Morse fought to win, always.

Bellusdeo laughed at the expression on his face as he approached, and even given what the moons’ light did to the color of his face, Kaylin could tell that he was blushing. “What Kaylin said was deplorably, absolutely true: she lives in a single room. I don’t think you could walk through the door without bending.”

“Have you come to stay in the fief, Lady?”

“I think, for the moment, you must call me by name. And no, not yet.”

“The Dragons—”

“I have only met one more,” she replied.

Maggaron stilled.

“…And I have no desire to lose you in a pointless fight, so, please, do not even think it. How was your day?”

“It was long,” he replied, extending his hands. Bellusdeo could see much better in the dark than Kaylin could.

“They had you digging?”

“Yes, Lady.”

“Maggaron—”

“I will call you by your name in the presence of strangers. The Avatar felt that I was restless, and she asked me to aid her in her garden.”

“I…see.”

“I did not mind. There is much work to do in the lands Lord Tiamaris rules.” He hesitated and then said, “Could you not dwell here until you have made your decision?”

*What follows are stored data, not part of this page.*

PR #302, opened 2015-12-06
Tracing: support identified backends

g-andrade:
Tracing: support identified backends

Allow for identified backends (`{module(), term()}`) on `lager:trace/2` and `lager:trace/3`, using existing support for 'lager_file_backend' as a basis.

Use case: having multiple instances of a custom backend, each with a different filter, added during runtime.

### DIFF
--- a/src/lager.erl
+++ b/src/lager.erl
@@ -198,49 +198,13 @@ validate_trace_filters(Filters, Level, Backend) ->
     }.
 
 trace_file(File, Filter) ->
-    trace_file(File, Filter, debug, []).
+    trace({lager_file_backend, File}, Filter).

Kaylin frowned. “Maggaron—you learned to speak Barrani?”

“Pardon?”

“He is speaking the tongue of the People,” Bellusdeo told her.

“But—but I understand what he’s saying.”

“Do you hear it as Barrani?” Kaylin nodded.

“You held his name, Chosen. You touched what he was.”

“He doesn’t
have
a name anymore.”

“Perhaps not. Perhaps,” Bellusdeo said softly, “he is part of mine. I cannot tell; I feel him as part of me now. But it is not surprising that you understand him.”

“Where are you going, Lady?”

“I am not certain. At the moment, I am following the Chosen.”

Maggaron hesitated, and then said, “She is walking behind you.”

“Time-honored tradition,” Kaylin told him. “Following from in front.” She paused; in the distance she could hear the howl of Ferals. “This way,” she told her companions.

She led them down streets she knew well by daylight; night changed them, but not enough to make them foreign. She hadn’t often walked in Barren at night; she hadn’t walked in Nightshade at night much, either. Maggaron was unarmed, but Bellusdeo, by her very nature, was not; Kaylin wasn’t worried. The streets, however, were empty. If Tiamaris—with Morse—was on patrol, he patrolled at a distance; she could neither see nor hear him. She did watch, hoping to catch a glimpse of a Dragon on the wing.

She had to settle for a Dragon bound by gravity, instead.